Fig. 13:	Gram stain showing characteristics of Lautropia

Tongue surface: Lautropia sp. (Fig. 13) notably mirabilis are commonly found in the oral cavity and are gram negative cocci (Rossmann et al., 1998).

DISCUSSION

The development of the oral microbial community involves competition as well as synergy among the hundreds of species present in the oral cavity. Bacterial populations in the human oral cavity are constantly in a dynamic state of change. The need to profile and characterize these microorganisms using appropriate rapid detection methods can go a long way in developing future management strategies in clinical settings to enhance oral health in the Malaysian population.

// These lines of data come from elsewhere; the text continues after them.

PR #1320, opened 2025-09-12
feat(kernel): record inbox id of parsed inbox messages

huancheng-trili:
# Context

Part of JSTZ-804.
[JSTZ-804](https://linear.app/tezos/issue/JSTZ-804/configure-riscv-pvm-in-sequencer)

Since inbox ID is used to derive operation hashes for deposit operations, inbox ID must be preserved with parsed inbox messages such that the RISCV PVM is aware of this information while loading messages.

# Description

Introduced one wrapper struct `ParsedInboxMessageWrapper` that packs the existing `ParsedInboxMessage` and an inbox message's inbox ID. To avoid unnecessary distracting changes, the awkward name `ParsedInboxMessageWrapper` is chosen instead of using `ParsedInboxMessage` and renaming the enum. Renaming can be carried out later on if necessary.

# Manually testing the PR

* Unit testing: updated existing tests to cover index IDs


ryutamago (approved):
🛳️

PR #1321, opened 2025-09-12
feat(benchmark): benchmarking with flexible transaction types

alanmarkoTrilitech:
# Context
[JSTZ-913](https://linear.app/tezos/issue/JSTZ-913/flexible-tps-benchmark)
# Description
This PR make the TPS benchmark more flexible to allow execution of different transaction types. 
In particular it splits the generate command to generate fa2 and generate other, where fa2 is used for the original mock FA2 contract and generate other is used for generation of inbox messages of other type with specified init/transfer/check endpoints. 
Additionally this PR adds the actual FA2 code which was previously not included, thus it was difficult to know/modify what we are actually benchmarking.
Lastly, it introduces a new benchmarking smart function with different endpoints for different transaction types as specified in the JSTZ TPS Benchmark doc -https://docs.google.com/document/d/1kg3QuRXQO8mtlv33VO3TwaSmaiV5t6_Gl61EzINZ8Zg/edit?usp=sharing and updates the CI job for running the benchmark

EDIT: extended with the estimation of overhead (requested by Asutosh)

# Manual testing
```./crates/jstz_tps_bench/run_all.sh```

### CODE REVIEW

File: crates/jstz_tps_bench/fa2/tsconfig.json [hunk 1]
```diff
@@ -0,0 +1,6 @@
+{
+  "extends": "../../tsconfig.json",
+  "compilerOptions": {
+    "types": ["@tezos/jstz-types"]
```
zcabter, line 4: I'm not aware that we have a jstz-types package

crates/jstz_tps_bench/fa2/package.json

Traditional methods for bacterial identification depended on phenotypic analyses which by themselves can cause misidentification of strains. Misidentification is usually either due to not all members of a given species may be positive for a particular identifying trait (Beighton et al., 1991; Kilian et al., 1989) or strains undergoing phenotypic shifts (Hillman et al., 1989; Tardiff et al., 1989). Due to its specificity and sensitivity, PCR based methods are currently widely applied for diagnostic purposes. Since 16S rDNA occur in multiple copies in the bacterial cell, it is a ideal target for taxonomic purposes. Additional targets such as 16S-23S rRNA intergenic spacer genes and species-specific virulence factors have provided some degree of specificity (Hoshino et al., 2005).

Streptococci are the predominant bacterial organisms in the human oral cavity. In general, oral streptococci can be divided into six distinct groups: Strep. gordonii, Strep. sanguis, Strep. oralis, Strep. mitis, Strep. parasanguis and Strept. crista (Rudney and Larson, 1993; Coykendall, 1989). Many species of this gram positive coccus are found in the oral cavity of Malaysian subjects. These include Strep.pneumoniae, Strep. pseudopneumonia, Strep. mitis, Strep. infantis, Strep. oralis. Non streptococci include Staphylococcus aureus, Neisseria subflava, Rothia mucilaginosa, Kingella oralis and Actinomyces viscosus. All of them may be considered important oral or systemic pathogens.

The occurrence of opportunistic pathogens in the oral cavity may be seen from the following aspects:

The oral cavity of Malaysian subjects also contains non pathogenic bacteria including Capnocytophaga granulosa, Strep. sanguis and Lautropia. These organisms are important in maintaining the proper ecology of the oral cavity. This may in part help to maintain good oral health.

CONCLUSION

The large number of pathogenic bacterial species present in the oral cavity of Malaysian subjects may indicate that the potential for the development of systemic diseases is always present. The non-pathogenic bacteria may be beneficial in maintaining the balance of species in the oral cavity.